Littérature française

Dima Abdallah

D'une rive l'autre

✒ Dolly Choueiri

(Librairie Des gens qui lisent, Sartrouville)

Trois personnages liés par des fils invisibles, entre apprentissage, poids des origines et désirs d’émancipation. Ce très beau roman, porté par une écriture poétique et troublante, raconte les fantômes qui peuvent nous traverser, nous construire mais aussi nous détruire.

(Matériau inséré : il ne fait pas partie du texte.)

PR #1237, opened 2024-12-12
fix: app restarts after sleepmode

### LINKED ISSUE #877: [Windows] App restarts after waking up from sleep mode
App go again through setup after waking up from sleep. This cause unnecessary waiting but may also mess up config if something gets overwritten.

This was noticed on my windows laptop but still requires confirmation if it's a common problem

Misieq01:
### [ Summary ]
- Created `SystemStatus` utility which listen to PowerStatus of device, for example `ScreenLocked`, `Suspend`, `ScreenUnlocked`
- Adjusted updater to not proceed with autoupdate when device is in `Suspend` or `ScreenLocked` state
- Adjusted update dialog to show information about not updating in this state
- Added flow for stoping all processes when entering sleep mode or locking screen
- Added flow for resuming all processes when leaving sleep mode or locking screen

image
image

## Summary by CodeRabbit

- **New Features**
  - Expanded localization across multiple languages with new translations for common actions (e.g., “Close” and “Update”) and enhanced feedback messages when auto-updates cannot run due to system lock or sleep modes.
  - Introduced a new user interface modal that provides real-time progress updates during application process resumption, offering clearer guidance and improved feedback during update and resume operations.


MCozhusheck:
This issue still persists. After putting machine to sleep mode I still had setup view again, looks like the problem is with `useEffect` which some reason triggers `application_setup`.
Logs in the attachment
[logs.zip](https://github.com/user-attachments/files/18349086/logs.zip)

src-tauri/Cargo.toml
```diff
@@ -95,6 +95,7 @@ hex = "0.4.3"
 openssl = { version = "0.10", features = ["vendored"] }
 ring-compat = "0.8.0"
 der = "0.7.9"
+psp = { git = "https://github.com/Misieq01/psp.git", rev = "ddef0c6" }
```
brianp, line 98: If we're running a forked version of the plugin it'll need to be hosted under the `tari-projects` organisation, and we need an explanation of why we're using the forked version.

src-tauri/src/main.rs
```diff
@@ -1324,7 +1352,15 @@ fn main() {
         "Starting Tari Universe version: {}",
         app.package_info().version
     );
-    app.run(move |app_handle, event| match event {
+
+    let power_monitor = SystemStatus::current().start_listener();
+    app.run(move |app_handle, event| {
+        // We can only recive system events from the event loop so this needs to be here
+        let _unused = SystemStatus::current().recive_power_event(&power_monitor).inspect_err(|e| {
+            error!(target: LOG_TARGET, "Could not recive power event: {:?}", e)
```
brianp, line 1360:
```suggestion
            error!(target: LOG_TARGET, "Could not receive power event: {:?}", e)
```

src-tauri/src/utils/system_status.rs
```diff
@@ -0,0 +1,96 @@
...
+    pub fn start_listener(&self) -> PowerMonitor {
+        let power_monitor = PowerMonitor::new();
+        let _unused = power_monitor.start_listening().inspect_err(|e| {
+            error!(target: LOG_TARGET, "Failed to start power monitor: {:?}", e);
+        });
+
+        power_monitor
+    }
+
+    pub fn recive_power_event(&self, power_monitor: &PowerMonitor) -> Result<(), Error> {
```
brianp, line 58:
```suggestion
    pub fn receive_power_event(&self, power_monitor: &PowerMonitor) -> Result<(), Error> {
```

src-tauri/src/utils/shutdown_utils.rs
```diff
@@ -124,3 +134,255 @@ pub async fn stop_all_processes(
 
     Ok(())
 }
+
+#[allow(clippy::too_many_lines)]
+pub async fn resume_all_processes(app_handle: tauri::AppHandle) -> Result<(), anyhow::Error> {
```
brianp, line 139: **Disclaimer: This is a question for discussion, not a change request**

The thing I get worried about here is that it is similar but different. 

Without comparing line by line, how does another developer know what makes this resume sequence different than our startup sequence? And if they're the same is it possible to re-use or create a common startup sequence? 

I know we have changes coming up for the sequencing and order of the node, mmproxy, and p2pool. I'll be worried we'll change it in one place and not the other. Maybe it's okay to have to know we need to make changes in both places but that returns to the question of what exactly makes them different.

src-tauri/src/utils/system_status.rs
```diff
@@ -0,0 +1,96 @@
...
+        info!(target: LOG_TARGET, "Reciving power event");
```
brianp, line 59:
```suggestion
        info!(target: LOG_TARGET, "Receiving power event");
```

brianp, line 59: I believe this is the log line that is spamming the logs. Maybe we need some kind of debounce because I'm seeing it 50x a second. Which may mean this function is simply being called/polled way to often. 

The fix here isn't just to remove the log line, but lets make sure we're not hamming the function to often and wasting unneeded cycles.

brianp (changes requested):
Logs are flooded:
image

src-tauri/src/utils/shutdown_utils.rs
Misieq01: I don't like it that we have similar code for setup and resuming and would love to have some kind builder/manager which would store all logic related to setting up the app and starting processes but I didn't want to rewrite the setup function on this stage as any bug created there can stop people from entering the app.
As for what is different, resuming function cuts out everything related to starting process from setup function and also change events emitted, so we could with some work unify at least this part I think

src-tauri/src/utils/system_status.rs
Misieq01: This function is triggered when event loop receives new event, so its mainly spam when you move the app window around and I think it should not be any performance issue as its only checks the queue. Also I don't know if there is even fix for that as we cannot skip events ( like trigger if every 10 events ) as we can miss sleep mode entering moment, and I'm not sure if adding timeout will make the difference as we still will trigger it 50 times

brianp:
Tested on windows 👍🏻 
Was notable that in windows Lock mode triggered the pause, but sleep mode didn't. This could be due to my energy settings though.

Au début du roman, un personnage énigmatique prend la parole. Au coin du feu, comme au début d’un conte qu’il s’apprête à nous lire, il convoque les silhouettes de trois enfants : Elias, Layla et lui. L’histoire commence comme un roman initiatique. Trois enfants, un peu cabossés, se lient d’amitié dans une ville abîmée de banlieue où ils tentent de conjurer leurs destins. Le narrateur est fou amoureux de Layla, depuis toujours, sans oser le lui dire. Il habite seul avec sa mère, dont la tristesse et la solitude l’oppressent. Elle vit dans le souvenir d’un pays qui n’est pas le sien mais celui de l’homme qui l’a quittée et pour lequel elle verse encore des larmes, treize ans plus tard. Ce pays, de l’autre côté de la Méditerranée et qui se relève tout juste de la guerre civile, c’est le Liban que le narrateur ne connaît pas mais qui ne cesse de l’attirer. Elias et le narrateur se ressemblent : ils ont tous les deux grandi dans l’absence de leur père et soignent leurs mauvaises graines intérieures à coups de danses et de musiques dans le secret de leur chambre. Elias rêve de devenir boulanger et de s’installer à Sète ; le narrateur voudrait enfin déclarer son amour à Layla et s’enfuir avec elle. Mais leurs démons les rattrapent et les entraînent dans d’autres directions, violentes et désespérées. Ça parle de fantômes et d’amour, de l’enfance qui se termine, d’amitié et de silences. Ça parle de ce qui nous possède et nous hante sans que l’on sache pourquoi. De ce qui n’est pas à nous et qui pourtant hurle au fond de nous. Ce n’est pas notre histoire jusqu’au moment où on comprend que si : la Méditerranée, les origines, les mots, leur beauté et leur puissance, le fil que l’on remonte pour comprendre ce qui ne s’explique pas, les pages que l’on écrit et les autres, qu’il faut tourner. Un roman d’une force et d’une poésie étourdissantes.